START Record extracts
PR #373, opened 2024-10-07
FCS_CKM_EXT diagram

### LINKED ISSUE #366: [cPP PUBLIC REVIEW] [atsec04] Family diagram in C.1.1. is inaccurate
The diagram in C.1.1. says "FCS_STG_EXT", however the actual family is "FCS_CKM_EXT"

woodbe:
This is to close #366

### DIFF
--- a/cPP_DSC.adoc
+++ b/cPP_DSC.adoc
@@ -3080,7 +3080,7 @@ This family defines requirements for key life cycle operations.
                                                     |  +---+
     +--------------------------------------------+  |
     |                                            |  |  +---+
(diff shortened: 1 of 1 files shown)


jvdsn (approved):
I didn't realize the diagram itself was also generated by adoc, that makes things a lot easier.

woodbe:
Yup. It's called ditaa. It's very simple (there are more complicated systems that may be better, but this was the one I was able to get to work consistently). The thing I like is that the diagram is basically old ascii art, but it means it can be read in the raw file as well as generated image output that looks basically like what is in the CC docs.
END Record extracts
START Record extracts
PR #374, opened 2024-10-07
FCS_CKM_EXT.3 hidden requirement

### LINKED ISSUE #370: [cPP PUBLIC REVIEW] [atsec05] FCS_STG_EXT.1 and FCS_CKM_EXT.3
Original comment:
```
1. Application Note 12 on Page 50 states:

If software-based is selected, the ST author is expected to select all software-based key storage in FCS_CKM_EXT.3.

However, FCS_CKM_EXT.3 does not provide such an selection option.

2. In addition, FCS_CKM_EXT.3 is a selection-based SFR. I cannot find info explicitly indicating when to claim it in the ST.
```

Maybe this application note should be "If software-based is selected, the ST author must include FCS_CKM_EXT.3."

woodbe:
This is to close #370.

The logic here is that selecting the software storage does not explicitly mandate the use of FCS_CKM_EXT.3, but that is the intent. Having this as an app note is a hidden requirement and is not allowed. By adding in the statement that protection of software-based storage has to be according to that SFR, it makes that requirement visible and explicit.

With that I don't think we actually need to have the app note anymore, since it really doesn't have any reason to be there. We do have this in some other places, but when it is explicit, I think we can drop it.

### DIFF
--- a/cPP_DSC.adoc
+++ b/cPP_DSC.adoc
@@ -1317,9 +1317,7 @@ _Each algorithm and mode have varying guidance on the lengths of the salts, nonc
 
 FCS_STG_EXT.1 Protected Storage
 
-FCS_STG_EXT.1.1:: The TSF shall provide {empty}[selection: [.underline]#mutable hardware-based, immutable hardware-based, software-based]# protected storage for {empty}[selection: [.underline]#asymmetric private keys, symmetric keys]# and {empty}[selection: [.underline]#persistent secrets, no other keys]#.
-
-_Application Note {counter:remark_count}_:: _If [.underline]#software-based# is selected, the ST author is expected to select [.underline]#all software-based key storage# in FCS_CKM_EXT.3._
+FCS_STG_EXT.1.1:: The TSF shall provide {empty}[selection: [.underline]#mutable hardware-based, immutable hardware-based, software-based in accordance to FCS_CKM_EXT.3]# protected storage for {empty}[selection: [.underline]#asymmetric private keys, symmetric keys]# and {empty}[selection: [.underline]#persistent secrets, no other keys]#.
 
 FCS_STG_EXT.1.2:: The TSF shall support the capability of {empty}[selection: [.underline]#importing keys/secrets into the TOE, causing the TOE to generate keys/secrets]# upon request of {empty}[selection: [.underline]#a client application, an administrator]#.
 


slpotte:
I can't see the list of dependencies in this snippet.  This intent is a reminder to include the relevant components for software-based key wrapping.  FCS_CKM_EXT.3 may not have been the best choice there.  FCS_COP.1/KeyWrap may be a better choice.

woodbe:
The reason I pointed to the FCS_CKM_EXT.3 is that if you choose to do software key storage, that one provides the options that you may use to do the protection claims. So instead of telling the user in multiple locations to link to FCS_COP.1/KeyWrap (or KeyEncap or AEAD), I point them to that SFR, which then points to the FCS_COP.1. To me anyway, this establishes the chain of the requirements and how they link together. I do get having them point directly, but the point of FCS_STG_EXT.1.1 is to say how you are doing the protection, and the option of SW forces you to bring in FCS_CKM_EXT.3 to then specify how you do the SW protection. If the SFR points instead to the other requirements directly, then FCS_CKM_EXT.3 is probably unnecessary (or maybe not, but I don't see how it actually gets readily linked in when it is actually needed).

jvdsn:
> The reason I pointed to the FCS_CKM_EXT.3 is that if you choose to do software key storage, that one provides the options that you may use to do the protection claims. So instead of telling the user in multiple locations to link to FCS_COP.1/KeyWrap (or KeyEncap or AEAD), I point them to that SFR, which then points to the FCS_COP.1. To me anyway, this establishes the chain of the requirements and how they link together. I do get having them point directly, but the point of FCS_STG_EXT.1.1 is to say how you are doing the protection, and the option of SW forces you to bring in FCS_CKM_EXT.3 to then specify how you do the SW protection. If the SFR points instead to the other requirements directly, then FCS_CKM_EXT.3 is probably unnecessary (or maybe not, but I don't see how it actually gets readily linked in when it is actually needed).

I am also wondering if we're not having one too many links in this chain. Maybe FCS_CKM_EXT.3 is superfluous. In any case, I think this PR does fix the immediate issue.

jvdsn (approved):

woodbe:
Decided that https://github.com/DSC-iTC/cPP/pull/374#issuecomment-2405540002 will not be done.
END Record extracts
START Record extracts
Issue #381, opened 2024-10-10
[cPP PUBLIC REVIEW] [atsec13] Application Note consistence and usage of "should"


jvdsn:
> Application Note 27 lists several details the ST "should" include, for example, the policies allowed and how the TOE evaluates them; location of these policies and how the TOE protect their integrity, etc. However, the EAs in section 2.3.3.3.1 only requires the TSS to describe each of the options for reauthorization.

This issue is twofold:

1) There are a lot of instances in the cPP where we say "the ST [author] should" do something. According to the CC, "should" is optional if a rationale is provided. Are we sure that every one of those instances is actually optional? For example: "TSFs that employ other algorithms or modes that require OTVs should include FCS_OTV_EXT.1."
END Record extracts
Answer with a single number: the count of lines in the entries that hold the word "close".

2